Le but est donc un diagnostic précoce du cancer avant qu’il ne soit symptomatique, donc plus souvent curable. Son efficacité est jugée par la réduction de la mortalité liée au cancer, ou des complications secondaires.
Pour répondre aux critères, il doit s’agir d’une procédure relativement rapide, qui fait appel à des techniques simples et peu invasives, également peu coûteuses, mais suffisamment fiables, applicables à grande échelle. Le résultat d'une épreuve de dépistage ne se substitue pas au diagnostic et ne constitue pas une indication de traitement. Le dépistage peut prendre plusieurs formes : il peut être systématique (cancer du sein…) ou occasionnel (journée de dépistage du mélanome), de masse ou sélectif (dépistage de cancer du foie chez les patients porteurs de cirrhose liée à l’hépatite C…).

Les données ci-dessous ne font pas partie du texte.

PR #2120, opened 2023-03-29
Fix an error in constant propagation for ConstantOfShape

tungld:
This patch adds an additional condition for ConstantOfShape's constant propagation that is to check whether the output type is static or not. Constant propagation should happen when the output type is static (for example by shape inference).

### DIFF
--- a/src/Support/TypeUtilities.cpp
+++ b/src/Support/TypeUtilities.cpp
@@ -51,6 +51,7 @@ int64_t getRank(Type ty) {
 
 /// Get the number of elements.
 int64_t getNumberOfElements(Type ty) {
+  assert(ty.cast<ShapedType>().hasStaticShape() && "Has unknown dimensions");
   ArrayRef<int64_t> shape = getShape(ty);
   return ShapedType::getNumElements(shape);
 }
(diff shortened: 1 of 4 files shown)


src/Support/TypeUtilities.cpp
```diff
@@ -51,6 +51,7 @@ int64_t getRank(Type ty) {
 
 /// Get the number of elements.
 int64_t getNumberOfElements(Type ty) {
+  assert(ty.cast<ShapedType>().hasStaticShape() && "Has unknown dimensions");
```
sorenlassen, line 54: fwiw, I just learned that `x.cast<T>()` is officially deprecated in favor of `cast<T>(x)` https://mlir.llvm.org/deprecation/

sorenlassen (approved):

src/Support/TypeUtilities.cpp
tungld: Thanks! It's good to know. We should have a PR to update our whole code.

sorenlassen: actually, if we're going to cast ty to ShapedType anyway, how about we change the function to take ShapedType input argument:
```
int64_t getNumberOfElements(ShapedType ty) {
  assert(ty.hasStaticShape() && ..);
  return ty.getNumberOfElements();
}
```

since ShapedType is a type interface you can pass any Type and it will automatically do the cast to ShapedType

tungld: It's a good idea. Let me change it to `ShapedType`.

tungld:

Dans ce domaine, les objectifs sont la mise en place de stratégies de dépistage cohérentes sur l'ensemble du territoire :
- Pour le cancer du sein, 80 % des femmes entre 50 et 74 ans doivent bénéficier du dépistage,
- Pour le cancer du col de l'utérus, 80 % des femmes entre 25 et 69 ans,
- Pour le cancer colo-rectal, l'objectif est de mettre en place une stratégie expérimentale de dépistage susceptible d'être généralisée. Conformément aux attentes des associations, le développement du dépistage du cancer du côlon sera facilité. Suite aux expérimentations organisées dans les 20 départements pilotes, une stratégie nationale sera définie d'ici quatre ans.
Les actions menées en faveur du dépistage du cancer du col de l'utérus seront renforcées auprès des femmes à risque.
Les mesures ont pour objectif de rattraper le retard en matière de prévention dans un pays qui a longtemps privilégié le soin. Mais pour atteindre les objectifs affichés sur cinq ans, l'engagement de tous les acteurs de santé sera nécessaire.